What’s more, experts note that China will become the world’s largest economy in the near future, but it operates in great secrecy, so we really don’t know the financial health of its companies and institutions.
–– Shadow financiers. The financial crisis of 2008 brought about significant regulation of the traditional banking system by raising capital requirements — the money banks must have on hand — and tightening lending and credit rules.
However, the government didn’t go as far with nonbank lenders and financial institutions that include investment banks, some mortgage lenders, money market funds, insurance companies, hedge funds and private equity funds.
They are the financial powerhouses, many in Chicago, New York and Silicon Valley, which are often behind major corporate acquisitions, high-tech plays and brand-name startups like troubled ride-sharing giant Uber.
One concern is that some of these players may be investing or lending too much money to pet projects. If the economy dips or credit tightens, their corporate clients may have trouble repaying loans or renegotiating them — which could bring on a wave of business bankruptcies and hard times.
“The financial shadow system is where the risk is building,” said Booth finance professor Raghuram Rajan.
–– Bitcoin’s fate. If you’re getting sick of hearing about bitcoin, join the club.
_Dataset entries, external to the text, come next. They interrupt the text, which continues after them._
PR #344, opened 2023-11-23
Sort cargo.toml files

Hinton:
## Type of change

```
- [ ] Bug fix
- [ ] New feature development
- [ ] Other
```

## Objective

Sort `cargo.toml` files alphabetically.

## Before you submit

### DIFF
--- a/crates/bitwarden-c/Cargo.toml
+++ b/crates/bitwarden-c/Cargo.toml
@@ -4,7 +4,6 @@ version = "0.1.0"
 edition = "2021"
 rust-version = "1.57"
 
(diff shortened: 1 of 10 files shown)


dani-garcia:
Do we have a way to add a new dependency at the correct place? Usually I use `cargo add -p bitwarden whatever`, but that doesn't respect the order afaik.

Did you order them manually or use a specific formatter?

Hinton:
I used https://crates.io/crates/cargo-sort `cargo sort --grouped --workspace`

dani-garcia (approved):

PR #369, opened 2023-11-27
Sm 989 create build pipeline for the python language wrapper

tangowithfoxtrot:
## Type of change

- [ ] Bug fix
- [ ] New feature development
- [ ] Other

## Objective

Package the Python SDK so that it can be published to [PyPI.org](pypi.org).

## Code changes

- **`.github/workflows/build-python-wheels.yml`:** create wheels for Linux, macOS, and Windows (AMD64-only). A sdist is also created for other platforms.
- **`languages/python/BitwardenClient/__init__.py`:** export functions and classes for autocompletion in IDEs and the interactive Python interpreter
- **`languages/python/pyproject.toml`**: replaces `setup.py`, which is no longer officially supported. This uses Maturin to build the Rust shared-object library that will be bundled with the SDK.
- **`languages/python/setup.py`**: replaced by `pyproject.toml`

## Before you submit


.github/workflows/build-python-wheels.yml
```diff
@@ -0,0 +1,121 @@
...
+        with:
+          name: BitwardenClient-${{ env._PACKAGE_VERSION }}-${{ matrix.settings.target }}
+          path: ${{ github.workspace }}/target/wheels/BitwardenClient*.whl
+
+      - name: Upload sdists
+        if: ${{ matrix.settings.target == 'x86_64-unknown-linux-gnu' }} # we only need one sdist
+        uses: actions/upload-artifact@a8a3f3ad30e3422c9c7b888a15615d19a852ae32 # v3.1.3
+        with:
+          name: BitwardenClient-${{ env._PACKAGE_VERSION }}-sdist
+          path: ${{ github.workspace }}/target/wheels/BitwardenClient-*.tar.gz
```
michalchecinski, line 121: New line missing.

michalchecinski (changes requested):

michalchecinski (dismissed):

michalchecinski (dismissed):

Hinton:
Can we extract the crate changes to a separate PR. I think we would want to spend some time figuring out the appropriate defaults.

dani-garcia:
For reference, the PR with the Rustls crate changes is here: https://github.com/bitwarden/sdk/pull/374

languages/python/example.py
```diff
@@ -14,10 +14,10 @@
 
 # Add some logging & set the org id
 logging.basicConfig(level=logging.DEBUG)
-organization_id = "org_id_here"
+organization_id = os.getenv("BWS_ORG_ID")
```
dani-garcia, line 17: Minor thing, but could we change these env variables to be the same we use on the other languages? That way it's easier to test them all at the same time. We could also use env variables for the api and identity URLs.

These are the names we're using with the rest of integrations:
https://github.com/bitwarden/sdk/blob/679673096254e108fa0d71f65bf8fa28ba9679f5/languages/go/example/example.go#L13-L19

Thomas-Avery (changes requested):
Looks good, one minor recommendation.

Thomas-Avery (approved):

michalchecinski (approved):

PR #370, opened 2023-11-30
Improve ClientSettings parsing

dani-garcia:
## Type of change
```
- [x] Bug fix
- [ ] New feature development
- [ ] Other
```

## Objective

That said, the cryptocurrency isn’t going anywhere (at least for the time being) even though many well-known financial experts and investors say they are confused about bitcoin’s value to the economy.
Undaunted, the Chicago Mercantile Exchange and the Chicago Board Options Exchange are trading bitcoin futures contracts, giving the currency a global institutional credibility it lacked.
CBOE CEO Edward Tilly said last week that he envisions offering more products geared toward digital currencies and cyber-based payment systems.
Bitcoin’s value has been tumbling, down to around $10,000 Monday, a far cry from its near $19,000 high in mid-December.
Is a bitcoin blowup a threat to the economy? The University of Chicago panelists don’t think so.
Still, a tanking bitcoin could undercut those emerging alternative digital payment methods that are popping up throughout the U.S. and overseas’ economies and choke off a new way of doing business.
–– Trump turmoil. I have yet to meet a CEO who isn’t pleased, make that very pleased, with the new tax law — which lowers the corporate rate to 21 percent from about 35 percent.
Austan Goolsbee, a Booth economics professor who was an adviser to President Barack Obama, said the law is not the Armageddon some of his fellow Democrats fear. However, he argues that the bill is a “windfall” for major companies that will have a “pretty modest growth aspect” on the economy. In terms of stimulating growth, a smaller and less complex tax bill would have worked better, he said.
Far more disruptive is the ongoing political warfare and dysfunction constantly occurring in Washington. Financial experts note that government shutdowns, like the one we’ve just endured, often end up having the greatest detrimental impact on markets and the economy. So does constant bickering by the major political parties.
“People don’t like to see the parents fighting,” Goolsbee said.
Are we cruising for a recession or financial meltdown this year? None of the experts think so. But it can’t hurt to keep an eye peeled for warning signs.